Dataset entries:

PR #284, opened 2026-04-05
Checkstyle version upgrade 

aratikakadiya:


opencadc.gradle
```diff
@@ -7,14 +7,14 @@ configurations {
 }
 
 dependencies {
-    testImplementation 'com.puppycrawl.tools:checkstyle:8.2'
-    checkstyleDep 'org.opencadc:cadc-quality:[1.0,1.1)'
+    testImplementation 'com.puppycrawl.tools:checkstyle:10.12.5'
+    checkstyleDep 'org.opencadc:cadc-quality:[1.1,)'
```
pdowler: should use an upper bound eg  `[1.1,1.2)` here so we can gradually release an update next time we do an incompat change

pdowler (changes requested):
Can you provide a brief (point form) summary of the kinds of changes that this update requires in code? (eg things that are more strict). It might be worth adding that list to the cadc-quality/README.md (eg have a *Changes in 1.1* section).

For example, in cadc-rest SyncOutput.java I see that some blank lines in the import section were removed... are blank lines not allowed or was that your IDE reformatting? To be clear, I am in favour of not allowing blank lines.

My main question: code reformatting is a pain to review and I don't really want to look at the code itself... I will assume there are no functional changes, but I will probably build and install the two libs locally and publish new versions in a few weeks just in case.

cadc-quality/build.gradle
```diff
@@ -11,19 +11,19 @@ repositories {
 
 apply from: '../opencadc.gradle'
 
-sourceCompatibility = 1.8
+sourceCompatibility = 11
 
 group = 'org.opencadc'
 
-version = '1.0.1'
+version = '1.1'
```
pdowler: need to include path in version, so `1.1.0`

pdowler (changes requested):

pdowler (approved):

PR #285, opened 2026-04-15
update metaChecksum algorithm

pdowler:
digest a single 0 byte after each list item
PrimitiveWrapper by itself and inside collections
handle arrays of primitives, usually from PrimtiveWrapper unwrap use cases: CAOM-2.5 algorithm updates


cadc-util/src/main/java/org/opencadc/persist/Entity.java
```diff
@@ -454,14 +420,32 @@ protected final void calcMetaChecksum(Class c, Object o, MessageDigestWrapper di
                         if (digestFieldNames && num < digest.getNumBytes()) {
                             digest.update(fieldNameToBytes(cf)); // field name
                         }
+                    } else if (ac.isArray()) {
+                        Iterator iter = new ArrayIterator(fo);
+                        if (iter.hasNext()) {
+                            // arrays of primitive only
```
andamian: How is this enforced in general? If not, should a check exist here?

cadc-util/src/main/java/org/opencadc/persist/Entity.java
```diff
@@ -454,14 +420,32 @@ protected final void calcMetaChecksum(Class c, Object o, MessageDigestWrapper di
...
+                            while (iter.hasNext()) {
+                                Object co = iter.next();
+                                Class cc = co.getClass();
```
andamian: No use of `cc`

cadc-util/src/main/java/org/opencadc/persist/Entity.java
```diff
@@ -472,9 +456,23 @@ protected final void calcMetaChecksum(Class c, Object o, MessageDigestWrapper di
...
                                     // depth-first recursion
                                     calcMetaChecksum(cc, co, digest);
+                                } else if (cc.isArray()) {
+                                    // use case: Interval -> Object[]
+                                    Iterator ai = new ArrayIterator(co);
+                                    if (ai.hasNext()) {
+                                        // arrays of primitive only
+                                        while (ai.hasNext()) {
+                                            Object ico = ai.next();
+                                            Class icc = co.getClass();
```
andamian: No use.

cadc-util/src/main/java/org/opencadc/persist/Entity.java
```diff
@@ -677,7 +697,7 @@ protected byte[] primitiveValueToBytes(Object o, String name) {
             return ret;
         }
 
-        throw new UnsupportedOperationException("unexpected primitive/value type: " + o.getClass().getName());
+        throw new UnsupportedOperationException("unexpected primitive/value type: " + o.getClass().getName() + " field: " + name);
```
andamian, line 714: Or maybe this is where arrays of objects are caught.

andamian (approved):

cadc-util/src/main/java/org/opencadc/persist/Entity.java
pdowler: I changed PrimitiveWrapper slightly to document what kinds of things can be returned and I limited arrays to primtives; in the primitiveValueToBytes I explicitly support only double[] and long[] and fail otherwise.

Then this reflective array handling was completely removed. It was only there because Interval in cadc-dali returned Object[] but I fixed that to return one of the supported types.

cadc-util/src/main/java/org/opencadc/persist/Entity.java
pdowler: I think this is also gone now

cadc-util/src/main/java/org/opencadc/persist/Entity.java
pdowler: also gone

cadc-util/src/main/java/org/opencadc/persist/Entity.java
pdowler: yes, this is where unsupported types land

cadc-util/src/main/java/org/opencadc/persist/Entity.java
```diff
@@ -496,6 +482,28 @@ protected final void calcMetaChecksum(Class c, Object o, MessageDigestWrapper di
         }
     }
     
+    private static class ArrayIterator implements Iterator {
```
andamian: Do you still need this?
* * *
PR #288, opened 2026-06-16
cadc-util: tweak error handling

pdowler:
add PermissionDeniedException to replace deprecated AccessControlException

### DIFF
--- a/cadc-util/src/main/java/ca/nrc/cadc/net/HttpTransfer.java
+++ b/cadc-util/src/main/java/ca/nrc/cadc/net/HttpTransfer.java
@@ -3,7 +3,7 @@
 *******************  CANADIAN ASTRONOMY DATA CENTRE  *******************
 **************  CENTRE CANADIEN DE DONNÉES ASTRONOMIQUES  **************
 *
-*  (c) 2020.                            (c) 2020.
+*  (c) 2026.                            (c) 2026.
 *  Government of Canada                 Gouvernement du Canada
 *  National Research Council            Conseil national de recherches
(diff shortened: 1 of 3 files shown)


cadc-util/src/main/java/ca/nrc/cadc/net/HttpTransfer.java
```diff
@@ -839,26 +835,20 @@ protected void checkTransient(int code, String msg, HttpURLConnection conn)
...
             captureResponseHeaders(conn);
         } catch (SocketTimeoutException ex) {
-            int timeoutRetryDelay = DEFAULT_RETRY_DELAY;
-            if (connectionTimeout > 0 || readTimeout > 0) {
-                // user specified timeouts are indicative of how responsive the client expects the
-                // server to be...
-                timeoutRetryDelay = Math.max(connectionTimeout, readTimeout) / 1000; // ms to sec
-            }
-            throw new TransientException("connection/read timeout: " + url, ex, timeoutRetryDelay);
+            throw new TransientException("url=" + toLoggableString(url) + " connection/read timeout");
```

▶ **Exercise**
Please copy the lines in the records above between the one holding "pdowler: I changed" and the one holding "Then this reflective", inclusive, exactly and with no other line.

▶ **Expected output**
pdowler: I changed PrimitiveWrapper slightly to document what kinds of things can be returned and I limited arrays to primtives; in the primitiveValueToBytes I explicitly support only double[] and long[] and fail otherwise.

Then this reflective array handling was completely removed. It was only there because Interval in cadc-dali returned Object[] but I fixed that to return one of the supported types.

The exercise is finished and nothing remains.